# crowntail bettas



## dmari888 (Aug 11, 2008)

i recently fallen in love with crowntail bettas
i dont know what it is about them
but i just love there beatiful webbed tails.



i dont know how stupid i am but i just traded 1 of my friends,
a halfmoon torqouise beatiful betta for sea green beatiful crowntail betta.
although i just had spent 15$ for the halfoom and my friend spent 7$ for the crowntail 
i did it anyways.


Are there any other crowntail lovers out there
i would love to make friends and chat about them


P.S. as of now i have 2 male crowntails and im planning on buying 2 more and 2 crowntail females.


----------



## craig+pearl (Aug 11, 2008)

i know how you feel i love deltas and super deltas.
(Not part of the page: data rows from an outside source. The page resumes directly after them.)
PR #194, opened 2021-08-09
Fix CSR wfi

noah95:
This specific sequence of instructions

```assembly
1: csrrsi	a0, mstatus, 8 # enable interrupts
2: wfi
3: csrrci	a0, mstatus, 8 # disable interrupts
```

Causes the core to sleep after `2` but immediately afterwards clears the interrupt enable from instruction `3`. Not sure if this is the right fix but it works for this problem

Before
irq-broken

After
irq-fixed

### DIFF
--- a/hw/ip/snitch/src/snitch.sv
+++ b/hw/ip/snitch/src/snitch.sv
@@ -722,14 +722,14 @@ module snitch import snitch_pkg::*; import riscv_instr::*; #(
         opb_select = None;
         rd_select = RdBypass;
         rd_bypass = csr_rvalue;
-        csr_en = 1'b1;
+        csr_en = valid_instr;
       end
       CSRRWI: begin
         opa_select = CSRImmmediate;
         opb_select = None;
         rd_select = RdBypass;
         rd_bypass = csr_rvalue;
-        csr_en = 1'b1;
+        csr_en = valid_instr;
       end
       CSRRS: begin  // Atomic Read and Set Bits in CSR
           alu_op = LOr;
@@ -737,7 +737,7 @@ module snitch import snitch_pkg::*; import riscv_instr::*; #(
           opb_select = CSR;
           rd_select = RdBypass;
           rd_bypass = csr_rvalue;
-          csr_en = 1'b1;
+          csr_en = valid_instr;
       end
       CSRRSI: begin
         // offload CSR enable to FP SS
@@ -747,7 +747,7 @@ module snitch import snitch_pkg::*; import riscv_instr::*; #(
           opb_select = CSR;
           rd_select = RdBypass;
           rd_bypass = csr_rvalue;
-          csr_en = 1'b1;
+          csr_en = valid_instr;
         end else begin
           write_rd = 1'b0;
           acc_qvalid_o = valid_instr;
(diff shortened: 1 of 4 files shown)


noah95:
There is a further bug regarding this:

```
1723 M 0x80000688 wfi    
                                           # !  interrupt hits
3965 M 0x8000068c csrrci  a0, mstatus, 8   # <- ERROR: insn after wfi in main progam is retired
3977 M 0x800027e0 addi    sp, sp, -80      # <- first instruction at mtvec
                                           # interrupt routine
4424 M 0x8000299c mret                     # <- return from interrupt
4429 M 0x8000068c csrrci  a0, mstatus, 8   # <- Correct issue of this instruction
```

`8000068c` is retired after the interrupt is triggered. This instruction should be issued AFTER the `mret` instruction. It is currently issued twice.

zarubaf:
Not sure I get the first issue, but the second one should probably be to disable any side-effects of instructions (CSR writes, register file writes) when we know that there is an interrupt associated with that instruction, right?

Can you elaborate a bit on the first issue a bit more? What would be the correct behavior?

noah95:
> Can you elaborate a bit on the first issue a bit more? What would be the correct behavior?

I expect the core to stall after the `wfi` instruction and jump to `mtvec` on an interrupt because interrupts are enabled in `mstatus`. The issue is that the core issues the instruction after the `wfi` which in this case disabled the interrupts. See the `interrupt` test in  #193 that sensitizes this bug.

> Not sure I get the first issue, but the second one should probably be to disable any side-effects of instructions (CSR writes, register file writes) when we know that there is an interrupt associated with that instruction, right?

What is an interrupt associated with an instruction? If you mean an interrupt pending, then yes. If we are stalling at a `wfi` and an interrupt is pending and interrupts in `mstatus` are enabled, the core should immediately jump to `mtvec` and not issue the instruction subsequent to the `wfi`

zarubaf:
Okay, I think the main problem is that interrupt that are associated with a `csr` write should not exhibit architectural side effects and the tracer should probably be adapted to mark the instruction as an interrupt.

> There is a further bug regarding this:
> 
> ```
> 1723 M 0x80000688 wfi    
>                                            # !  interrupt hits
> 3965 M 0x8000068c csrrci  a0, mstatus, 8   # <- ERROR: insn after wfi in main progam is retired
> 3977 M 0x800027e0 addi    sp, sp, -80      # <- first instruction at mtvec
>                                            # interrupt routine
> 4424 M 0x8000299c mret                     # <- return from interrupt
> 4429 M 0x8000068c csrrci  a0, mstatus, 8   # <- Correct issue of this instruction
> ```
> 
> `8000068c` is retired after the interrupt is triggered. This instruction should be issued AFTER the `mret` instruction. It is currently issued twice.

An interrupt always needs a corresponding instruction so, when the interrupt hits it gets associated with `3965 M 0x8000068c csrrci  a0, mstatus, 8`. The value in `mepc` is the current `pc`, so the `mret` jumps to the `epc`.

If the `3965 M 0x8000068c csrrci  a0, mstatus, 8` wouldn't exhibit side-effects the execution would be correct (except for the misleading tracer). That should also solve the `wfi` problem I guess.

zarubaf:
I've proposed another fix on this branch, once you are back I'd appreciate it if you could tell me whether this actually fixes something :-)

noah95:
cca3267  fixes the CSR access and 09bd868 adds an annotation on instructions where the `exception` signal was asserted. @zarubaf agree with the tracer or should we completely remove the instruction from the trace?

zarubaf (approved):
Perfect!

I also love crowntails they are just beautiful.
Right now i have a super delta that is yellow with black side fins
A cinnamon red and cobalt blue female crowntail
A pearlish color longtail
A Red and sky blue butterfly
and a fan tail female


----------



## s72450 (Sep 15, 2008)

I've yet to venture out into other breeds of Bettas, I can't see spending over ten dollars for a fish at this point. I do plan on expanding my hobby in the future and buying other sorts of breeds, the Crowntails are beautiful, as are the Half Moons.


----------